GPN greater pacific gold limited

best uranium stock to buy, page-3

  1. 244 Posts.
    wait and see Redfrog.

    According to the U.S. Geological Survey, in 1998 carbon steel accounted for 38 percent of domestic vanadium consumption (an estimated 4,700 metric tons), high-strength low-alloy steel accounted for 20 percent, full alloy steel comprised 19 percent, and tool steel accounted for 10 percent.

    Vanadium and uranium are mined together, then separated by liquid extraction techniques. Columbrium, manganese, molybdenum, titanium, and tungsten can be substituted for vanadium to some degree and in some applications. While it is difficult to establish specific reserves, the largest reserves of vanadium are found in South Africa, China, the former Soviet Union, Australia, and the United States. Vanadium resources in the United States are sufficient to satisfy domestic needs. Nevertheless, foreign suppliers met a substantial portion of vanadium demand. In 1998 South Africa controlled 89 percent of the vanadium pentoxide market, China held a 6 percent market share, and Russia had 4 percent of the market.

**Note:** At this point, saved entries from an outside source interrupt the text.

PR #772, opened 2026-01-08
fix dir dependency

dirk-zimoch:
`pvData` depends on `database` because the tests include `iocInit.h` via `epicsUnitTest.h`.

### DIFF
--- a/modules/Makefile
+++ b/modules/Makefile
@@ -17,7 +17,7 @@ database_DEPEND_DIRS = ca
 
 # Submodules for bundle build
 SUBMODULES += pvData
-pvData_DEPEND_DIRS = libcom
+pvData_DEPEND_DIRS = libcom database
 
 SUBMODULES += pvAccess
 pvAccess_DEPEND_DIRS = pvData database


anjohnson:
I don't think the code actually supports this as being an issue. There _is_ a line `#include "iocInit.h"` in the epicsUnitTest.h file, but it's inside a comment block, part of an example showing how to use the unit test API for tests that need to run an IOC.

```
 * iocRun(). The suggested call sequence in a test program that needs to run the
 * IOC without Channel Access is:
\code
#include "iocInit.h"

MAIN(iocTest)
{
```

mdavidsaver:
> There _is_ a line `#include "iocInit.h"` in the epicsUnitTest.h

imo.  The content of this sub-section in `epicsUnitTest.h` should be folded into `dbUnitTest.h`, and replaced with a `@ref dbunittest`.

anjohnson:
> imo. The content of this sub-section should …

No objections from me to someone doing that. Create an issue labelled "documentation" and "codeathon" for that?

mdavidsaver:
> No objections from me to someone doing that. Create an issue labelled "documentation" and "codeathon" for that?

The situation seems to me a bit too confused to be a good intro project.  Neither the code block which confused Dirk, nor the code block I intended, actually appear in the readthedocs generated output.  I have made at attempt to clear this up with #773  Also, it looks like attempts at markdown style sub-sections are lost. I will leave this to someone else #774

dirk-zimoch:
I actually got a compiler error looking for iocInit.h which was not installed yet when building in parallel. And that went away with this change. Investigating in more detail now…

dirk-zimoch:
I get this during the windows cross build:
```
make[4]: *** No rule to make target '/usr/local/epics/base-7.0.10/include/iocInit.h', needed by 'pvUnitTest.obj'.  Stop.
[...]
make[3]: *** [/usr/local/epics/base-7.0.10/configure/RULES_ARCHS:58: install.windows-x64] Error 2
make[3]: *** Waiting for unfinished jobs....
[...]
make[4]: Leaving directory '/home/zimoch/git/BASE/epics-base-7.0/modules/pvData/src/O.windows-x64-mingw'
make[3]: Leaving directory '/home/zimoch/git/BASE/epics-base-7.0/modules/pvData/src'
make[2]: *** [/usr/local/epics/base-7.0.10/configure/RULES_DIRS:85: src.install] Error 2
make[2]: Leaving directory '/home/zimoch/git/BASE/epics-base-7.0/modules/pvData'
make[1]: *** [../configure/RULES_DIRS:85: pvData.install] Error 2
make[1]: *** Waiting for unfinished jobs....
[...]
make: *** [configure/RULES_DIRS:85: modules.install] Error 2
```

Looks like when trying to build `pvUnitTest.obj` (cross for Windows on RHEL9), `iocInit.h` is not installed yet to my `INSTALL_LOCATION=/usr/local/epics/base-7.0.10/`.
`pvUnitTest.obj` is built by `modules/pvData/src/misc/Makefile`.

Here is pvUnitTest.d:
```
# DO NOT EDIT: This file created by mkmf.pl

pvUnitTest.obj : /usr/local/epics/base-7.0.10/include/epicsUnitTest.h
pvUnitTest.obj : ../../src/misc/pv/pvUnitTest.h
pvUnitTest.obj : /usr/local/epics/base-7.0.10/include/iocInit.h
pvUnitTest.obj : /usr/local/epics/base-7.0.10/include/testMain.h
pvUnitTest.obj : /usr/local/epics/base-7.0.10/include/compilerDependencies.h
pvUnitTest.obj : /usr/local/epics/base-7.0.10/include/libComAPI.h
pvUnitTest.obj : ../../src/misc/pv/sharedPtr.h
pvUnitTest.obj : ../../src/misc/pv/epicsException.h
pvUnitTest.obj : ../pv/pvData.h
pvUnitTest.obj : /usr/local/epics/base-7.0.10/include/dbCoreAPI.h
pvUnitTest.obj : /usr/local/epics/base-7.0.10/include/compiler/msvc/compilerSpecific.h
pvUnitTest.obj : /usr/local/epics/base-7.0.10/include/shareLib.h
pvUnitTest.obj : /usr/local/epics/base-7.0.10/include/epicsAssert.h
pvUnitTest.obj : ../pv/pvIntrospect.h
pvUnitTest.obj : ../../src/misc/pv/typeCast.h
pvUnitTest.obj : ../../src/misc/pv/anyscalar.h
pvUnitTest.obj : ../../src/misc/pv/sharedVector.h
pvUnitTest.obj : ../../src/misc/pv/lock.h
pvUnitTest.obj : ../../src/misc/pv/noDefaultMethods.h
pvUnitTest.obj : ../pv/pvType.h
pvUnitTest.obj : ../../src/misc/pv/byteBuffer.h
pvUnitTest.obj : ../../src/misc/pv/serialize.h
pvUnitTest.obj : ../pv/pvdVersion.h
pvUnitTest.obj : /usr/local/epics/base-7.0.10/include/epicsConvert.h
pvUnitTest.obj : ../../src/misc/pv/templateMeta.h
pvUnitTest.obj : /usr/local/epics/base-7.0.10/include/epicsMutex.h
pvUnitTest.obj : /usr/local/epics/base-7.0.10/include/epicsTypes.h
pvUnitTest.obj : /usr/local/epics/base-7.0.10/include/epicsEndian.h
pvUnitTest.obj : /usr/local/epics/base-7.0.10/include/epicsVersion.h
pvUnitTest.obj : ../O.Common/pv/pvdVersionNum.h
pvUnitTest.obj : /usr/local/epics/base-7.0.10/include/epicsGuard.h
pvUnitTest.obj : /usr/local/epics/base-7.0.10/include/os/WIN32/osdMutex.h
pvUnitTest.obj : /usr/local/epics/base-7.0.10/include/os/WIN32/osdWireConfig.h
```
You can see that there is `iocInit.h`. 

Even though the line `#include "iocInit.h"` in `epicsUnitTest.h` is in a block comment, `mkmf.pl` adds it to the dependencies. So that line confused not only me but `mkmf.pl` as well.

dirk-zimoch:
According to its own comment header, `mkmf.pl` has a lot of limitations that make it not do "the right thing". And that list of limitations does not even mention that it cannot recognize comments.
In my opinion, `HDEPENDS` should rather run the preprocessor (with all `CFLAGS`/`CXXFLAGS` to get all necessary command line macros right) and then parse the output for `/^#(line)?\s*[0-9]+\s+"([^"]+)"/`.

dirk-zimoch:
For MSVC, the compiler option [`/showIncludes`](https://learn.microsoft.com/en-us/cpp/build/reference/showincludes-list-include-files?view=msvc-170) may be helpful to generate a list of include files.

anjohnson:
Ahh, `mkmf.pl` — that makes more sense now. This was a script that Janet developed at a time when many C compilers didn't have the ability to collect and list dependencies. It is currently used on these targets:

- vxWorks targets built using GCC 2.x (so not actually used for a long time).
- darwin and ios: These are trivial to switch to COMP, I just tested darwin-aarch64.

```patch
diff --git a/configure/os/CONFIG.Common.iosCommon b/configure/os/CONFIG.Common.iosCommon
index 03d3cab8e..3f6dada42 100644
--- a/configure/os/CONFIG.Common.iosCommon
+++ b/configure/os/CONFIG.Common.iosCommon
@@ -91,11 +91,6 @@ vpath %.m $(USR_VPATH) $(ALL_SRC_DIRS)
 %.o: %.m
        $(COMPILE.c) -c $<
 
-#--------------------------------------------------
-# Header dependency file generation
-#
-HDEPENDS_METHOD = MKMF
-
 # Allow site overrides
 -include $(CONFIG)/os/CONFIG_SITE.Common.iosCommon
diff --git a/configure/os/CONFIG.Common.vxWorksCommon b/configure/os/CONFIG.Common.vxWorksCommon
index f28f0e327..8f562abb6 100644
--- a/configure/os/CONFIG.Common.vxWorksCommon
+++ b/configure/os/CONFIG.Common.vxWorksCommon
@@ -145,12 +145,6 @@ CODE_CXXFLAGS = $(CODE_CXXFLAGS_$(VXWORKS_MAJOR_VERSION))
 SHRLIB_CFLAGS =
 SHRLIB_LDFLAGS =
 
-#--------------------------------------------------
-# Don't use gcc 2.x for dependency generation
-
-HDEPENDS_METHOD_2 = MKMF
-HDEPENDS_METHOD = $(firstword $(HDEPENDS_METHOD_$(VX_GNU_MAJOR_VERSION)) COMP)
-
 # osithead use default stack, YES or NO override
 OSITHREAD_USE_DEFAULT_STACK = NO
diff --git a/configure/os/CONFIG.darwinCommon.darwinCommon b/configure/os/CONFIG.darwinCommon.darwinCommon
index 2c12b2fbb..d6a7ff11a 100644
--- a/configure/os/CONFIG.darwinCommon.darwinCommon
+++ b/configure/os/CONFIG.darwinCommon.darwinCommon
@@ -82,11 +82,6 @@ vpath %.m $(USR_VPATH) $(ALL_SRC_DIRS)
 %.o: %.m
        $(COMPILE.c) -c $<
 
-#
-# Header dependency file generation
-#
-HDEPENDS_METHOD = MKMF
-
 # Allow site overrides
 -include $(CONFIG)/os/CONFIG_SITE.darwinCommon.darwinCommon
```

- Windows — needs work.

[`/sourceDependencies`](https://learn.microsoft.com/en-us/cpp/build/reference/sourcedependencies?view=msvc-170) might be better than `/showIncludes` but was only added in VS-2019 version 16.7. `/showIncludes` may have come from VS-2015 (unclear), if it was neither would work for our VS-2013 builds. In both cases the output seems to be generated during the compile process too, which might have some knock-on effects on other parts of the EPICS build rules. There are [stack overflow questions](https://stackoverflow.com/questions/37685069/generate-makefile-dependency-from-msvc-output) about this, and the Google Gemini AI also suggested using a script to process the `/showIncludes` output.

I don't particularly like the idea of examining the CPP output for `#line` entries, that seems like a brittle solution that could take a lot of post-processing and be slow — do all the MSVC compiler versions generate the same output? I would prefer to fix the `mkmf.pl` script if the previous ideas won't work.

mdavidsaver:
> According to its own comment header, `mkmf.pl` has a lot of limitations that make it not do "the right thing". And that list of limitations does not even mention that it cannot recognize comments.

ick.  I can recall some past discussion about whether lines within `@code` blocks should have leading `*`.  Until `mkmf.pl` is history, I think that answer is now clear.

dirk-zimoch:
> I don't particularly like the idea of examining the CPP output for `#line` entries, that seems like a brittle solution that could take a lot of post-processing and be slow — do all the MSVC compiler versions generate the same output?

I noticed that MSVC writes `#line 123 "filename"` while gcc simply writes `# 123 "filename"` hence the `#(line)?` in the regex.

I think doing the full preprocessor run is the only way to get the correct list of `#include` files because they may be wrapped in `#if`/`#ifdef` and those may even depend on predefined compiler macros. Reimplementing all that in `mkmf.pl` will be a pain.

anjohnson:
Michael's PR #773 apparently fixes this dependency bug by replacing the sample code that has the `#include "iocInit.h"` line and adding a new "dbunittest" section.

#773 doesn't fix the problem that `mkmf.pl` generates dependencies on `#include` lines that appear in comments. Currently the modules/pvData/src/pvUnitTest.cpp has 3 extra dependencies in the output from mkmf.pl on darwin compared to using clang: dbCoreAPI.h iocInit.h and testMain.h

I agree with @mdavidsaver that for now the solution to that is to indent all Doxygen header `@code` and `\code` blocks that contain a `#include` line for files other than themself with ` * `. The files in libCom that would need this fix are (drum-roll please … 🥁🥁🥁🥁): only epicsUnitTest.h with one additional change to what's currently in #773:

```patch
diff --git a/modules/libcom/src/misc/epicsUnitTest.h b/modules/libcom/src/misc/epicsUnitTest.h
index 1f51eeeb2..8cb8da1b8 100644
--- a/modules/libcom/src/misc/epicsUnitTest.h
+++ b/modules/libcom/src/misc/epicsUnitTest.h
@@ -116,22 +116,22 @@ MAIN(iocTest)
  *
  * The following is a simple example of a test program using the epicsUnitTest
  * routines:
-\code
-#include <math.h>
-#include "epicsUnitTest.h"
-#include "testMain.h"
-
-MAIN(mathTest)
-{
-    testPlan(3);
-    testOk(sin(0.0) == 0.0, "Sine starts");
-    testOk(cos(0.0) == 1.0, "Cosine continues");
-    if (!testOk1(M_PI == 4.0*atan(1.0)))
-        testDiag("4 * atan(1) = %g", 4.0 * atan(1.0));
-    return testDone();
-}
-\endcode
-
+ * \code
+ * #include <math.h>
+ * #include "epicsUnitTest.h"
+ * #include "testMain.h"
+ *
+ * MAIN(mathTest)
+ * {
+ *     testPlan(3);
+ *     testOk(sin(0.0) == 0.0, "Sine starts");
+ *     testOk(cos(0.0) == 1.0, "Cosine continues");
+ *     if (!testOk1(M_PI == 4.0*atan(1.0)))
+ *         testDiag("4 * atan(1) = %g", 4.0 * atan(1.0));
+ *     return testDone();
+ * }
+ * \endcode
+ *
  * The output from running the above program looks like this:
 \code
 1..3
```

I will commit my changes above that switches the Apple targets to use clang to generate dependency files and remove the VxWorks support for gcc 2.x. I can also commit the above patch if @mdavidsaver agrees, it may conflict with #773.

Do we want an issue asking a Windows developer to look at using `cl /showIncludes` to generate dependency lists for MSVC targets?

The build also calls `mkmf.pl` in `ACFDEPENDS_CMD` to generate dependencies from `.acs` files. They can be run through `$(CPP)` to create `.acf` files, allowing the use of macros etc. Not sure if anyone uses these rules, some sites might.

mdavidsaver:
> only epicsUnitTest.h with

Ha.  I'm not sure how I missed that.  I think around that time I let myself be distracted by disappearing sections on readthedocs.  Anyway, now indented.

mdavidsaver:
> process the `/showIncludes` output.

Asking myself the question "what does cmake do?" led to [`cmcldeps`](https://github.com/Kitware/CMake/blob/master/Source/cmcldeps.cxx), which claims to be a wrapper around `cl.exe` adding `/showIncludes` and processing the output into a Makefile style `.d` file.

anjohnson:
Not sure that cmcldeps actually handles dependencies for C/C++ files. [This test](https://github.com/Kitware/CMake/blob/538926c5325ab04aab5203e38912621c6bd79f47/Source/cmcldeps.cxx#L251) implies that it's only expecting RC (resource compiler) files, which get do pre-processed.

mdavidsaver:
Since this PR is turning into a wider discussion, let's move to an issue #777.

    Eight U.S. companies mined or milled vanadium in 1998. Raw materials used in milling vanadium included Idaho ferrophosphorus slag, petroleum residues, spent catalysts, utility ash, and vanadium-bearing iron slab. End-use distribution of vanadium from U.S. plants goes to transportation, which used 30 percent, the machinery and tools industry bought 27 percent of output, and building and heavy construction, 22 percent, among others. Vanadium averaged $4.00 per pound in 1998. I think current prices are over $25.00.

    In 1997, 29 operations employed about 700 people who were engaged in the production of uranium, radium, and vanadium ores. Per production worker, the average value added in 1997 was $175,700. By comparison, in 1992, approximately 102 establishments employed 1,011 workers. For the same year, the average value added per production worker was $57,800. When ranked by the number of establishments per state, the top three were Colorado, Wyoming, and Texas.

    In the mid-1990s, it was estimated that the largest 2 companies accounted for $5.3 million worth of uranium-vanadium industry ore sales, and 10 companies were responsible for nearly all of the output of the industry. Only 3 of the largest 14 companies were publicly traded, and the remainder were subsidiaries or divisions of other corporations. Of the 29 establishments reporting to the U.S. Census Bureau in 1997, only 5 employed 50 or more persons. Of the total of 29 establishments, 23 were producing establishments; 6 operated mines only; 9 operated mines with preparation plants; 2 were separately operated preparation plants; and 6 were nonproducing establishments. From 1972 through 1997, the primary materials consumed in the extraction of uranium compound ores, when ranked by cost, came in the form of other minerals and the use of installed machinery, followed by purchased electric energy.